PR #1, opened 2015-05-29
Completed Lunch Attempt for Bank Accounts

MisShellyMac:
One note: letting a user do a check that takes the account to a -10 balance is allowed and then the $2 fee is assessed letting the account total be $-12. This is the only case where it is allowed to be less than the required $10. This is my completed Lunch attempt. Specs did pass as green when I tested. Thanks!


lib/bank_account/account.rb
```diff
@@ -0,0 +1,39 @@
...
+        raise ArgumentError, 'You cannot use a negative number for your initial balance'
+      end
+      @id = id
+      @balance = initial_balance
+    end
+
+
+    def withdraw(amount)
+      if @balance - amount < 0
+        print "This transaction cannot be completed because you don't have enough money."
```
GreyKn, line 18: Instead of `print`, if you use `warn`, it'll let readers know this is a potential problem

lib/bank_account/checking_account.rb
```diff
@@ -0,0 +1,39 @@
...
+    attr_accessor :id, :balance, :checks
+
+    def initialize (id, initial_balance)
+      @id = id
+      @balance = initial_balance
+      @checks = 3
+    end
+
+    def withdraw(amount)
+      @balance = @balance - amount - 1
```
GreyKn, line 13: I would precheck balance amount so you can't go negative

lib/bank_account/checking_account.rb
```diff
@@ -0,0 +1,39 @@
+module BankAccount
+  class CheckingAccount < Account
+
+    attr_accessor :id, :balance, :checks
+
+    def initialize (id, initial_balance)
+      @id = id
```
GreyKn, line 7: Because this is mostly the same as the Parent, just with added `@checks`, you can utilize `super` to do less typing.

```
  super
  @checks = 3
end
```

lib/bank_account/checking_account.rb
```diff
@@ -0,0 +1,39 @@
...
+        return @balance
+      end
+
+      if @checks <= 0
+        @balance = @balance - amount - 2
+        # return @balance
+      else
+        @balance = @balance - amount
+      end
+        @checks = @checks - 1
```
GreyKn, line 29: This line should be shifted left in indent because it's not in a block.

lib/bank_account/savings_account.rb
```diff
@@ -0,0 +1,41 @@
...
+      @balance = @balance - amount - 2
+      return @balance
+    end
+
+    #This will calculate the interest on the balance and needs to return the amount
+    #of interest and not the new amount with interest. If you call the balance method
+    #it should have the new total with the balance as well. interest needs to be entered
+    #with a 0.XX format.
+    def add_interest(rate)
+      interest = @balance * rate/100
```
GreyKn, line 35: Just as a failsafe, if you do `rate/100.0`, you don't have to worry about rate being an integer.

spec/lib/bank_account/account_spec.rb
```diff
@@ -0,0 +1,49 @@
+require 'spec_helper'
+
+describe BankAccount::Account do
+  it "responds to the .new class method" do
+    expect(BankAccount::Account).to(respond_to(:new))
+  end
+end
+
+describe "Declining to Open an Account with Less than zero" do
```
GreyKn, line 9: I would shift all the describes to live under your first describe, and change them to `context`.

GreyKn, line 9: You can think about it this way organizationally:

describe : subject
context : action
it : result

spec/lib/bank_account/account_spec.rb
```diff
@@ -0,0 +1,49 @@
...
+  let (:account) {BankAccount::Account.new(345, -5)}
+  it "Raises an exception" do
+    expect { raise ArgumentError}.to raise_exception (ArgumentError)
```
GreyKn, line 12: What you actually want to do in here is:

```
expect { account }.to raise_error(ArgumentError)
```

spec/lib/bank_account/checking_account_spec.rb
```diff
@@ -0,0 +1,40 @@
...
+
+describe "Executing a withdraw" do
+  let (:account) {BankAccount::CheckingAccount.new(345, 500,)}
+  it "When withdraw is executed the balance of the bank account will be reduced by withdraw amount and then deduct an additional 1 and lastly will return the new balance" do
+    expect(account.withdraw(50)).to eq(449)
+  end
+end
+
+describe "Executing a withdraw with check" do
+  let (:account) {BankAccount::CheckingAccount.new(345, 500,)}
```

+===+

◆ **WHAT YOU ARE ASKED TO DO**:
The response should be an exact copy of every line above.

◆ **TASK SOLUTION**:
PR #1, opened 2015-05-29
Completed Lunch Attempt for Bank Accounts

MisShellyMac:
One note: letting a user do a check that takes the account to a -10 balance is allowed and then the $2 fee is assessed letting the account total be $-12. This is the only case where it is allowed to be less than the required $10. This is my completed Lunch attempt. Specs did pass as green when I tested. Thanks!


lib/bank_account/account.rb
```diff
@@ -0,0 +1,39 @@
...
+        raise ArgumentError, 'You cannot use a negative number for your initial balance'
+      end
+      @id = id
+      @balance = initial_balance
+    end
+
+
+    def withdraw(amount)
+      if @balance - amount < 0
+        print "This transaction cannot be completed because you don't have enough money."
```
GreyKn, line 18: Instead of `print`, if you use `warn`, it'll let readers know this is a potential problem

lib/bank_account/checking_account.rb
```diff
@@ -0,0 +1,39 @@
...
+    attr_accessor :id, :balance, :checks
+
+    def initialize (id, initial_balance)
+      @id = id
+      @balance = initial_balance
+      @checks = 3
+    end
+
+    def withdraw(amount)
+      @balance = @balance - amount - 1
```
GreyKn, line 13: I would precheck balance amount so you can't go negative

lib/bank_account/checking_account.rb
```diff
@@ -0,0 +1,39 @@
+module BankAccount
+  class CheckingAccount < Account
+
+    attr_accessor :id, :balance, :checks
+
+    def initialize (id, initial_balance)
+      @id = id
```
GreyKn, line 7: Because this is mostly the same as the Parent, just with added `@checks`, you can utilize `super` to do less typing.

```
  super
  @checks = 3
end
```

lib/bank_account/checking_account.rb
```diff
@@ -0,0 +1,39 @@
...
+        return @balance
+      end
+
+      if @checks <= 0
+        @balance = @balance - amount - 2
+        # return @balance
+      else
+        @balance = @balance - amount
+      end
+        @checks = @checks - 1
```
GreyKn, line 29: This line should be shifted left in indent because it's not in a block.

lib/bank_account/savings_account.rb
```diff
@@ -0,0 +1,41 @@
...
+      @balance = @balance - amount - 2
+      return @balance
+    end
+
+    #This will calculate the interest on the balance and needs to return the amount
+    #of interest and not the new amount with interest. If you call the balance method
+    #it should have the new total with the balance as well. interest needs to be entered
+    #with a 0.XX format.
+    def add_interest(rate)
+      interest = @balance * rate/100
```
GreyKn, line 35: Just as a failsafe, if you do `rate/100.0`, you don't have to worry about rate being an integer.

spec/lib/bank_account/account_spec.rb
```diff
@@ -0,0 +1,49 @@
+require 'spec_helper'
+
+describe BankAccount::Account do
+  it "responds to the .new class method" do
+    expect(BankAccount::Account).to(respond_to(:new))
+  end
+end
+
+describe "Declining to Open an Account with Less than zero" do
```
GreyKn, line 9: I would shift all the describes to live under your first describe, and change them to `context`.

GreyKn, line 9: You can think about it this way organizationally:

describe : subject
context : action
it : result

spec/lib/bank_account/account_spec.rb
```diff
@@ -0,0 +1,49 @@
...
+  let (:account) {BankAccount::Account.new(345, -5)}
+  it "Raises an exception" do
+    expect { raise ArgumentError}.to raise_exception (ArgumentError)
```
GreyKn, line 12: What you actually want to do in here is:

```
expect { account }.to raise_error(ArgumentError)
```

spec/lib/bank_account/checking_account_spec.rb
```diff
@@ -0,0 +1,40 @@
...
+
+describe "Executing a withdraw" do
+  let (:account) {BankAccount::CheckingAccount.new(345, 500,)}
+  it "When withdraw is executed the balance of the bank account will be reduced by withdraw amount and then deduct an additional 1 and lastly will return the new balance" do
+    expect(account.withdraw(50)).to eq(449)
+  end
+end
+
+describe "Executing a withdraw with check" do
+  let (:account) {BankAccount::CheckingAccount.new(345, 500,)}
```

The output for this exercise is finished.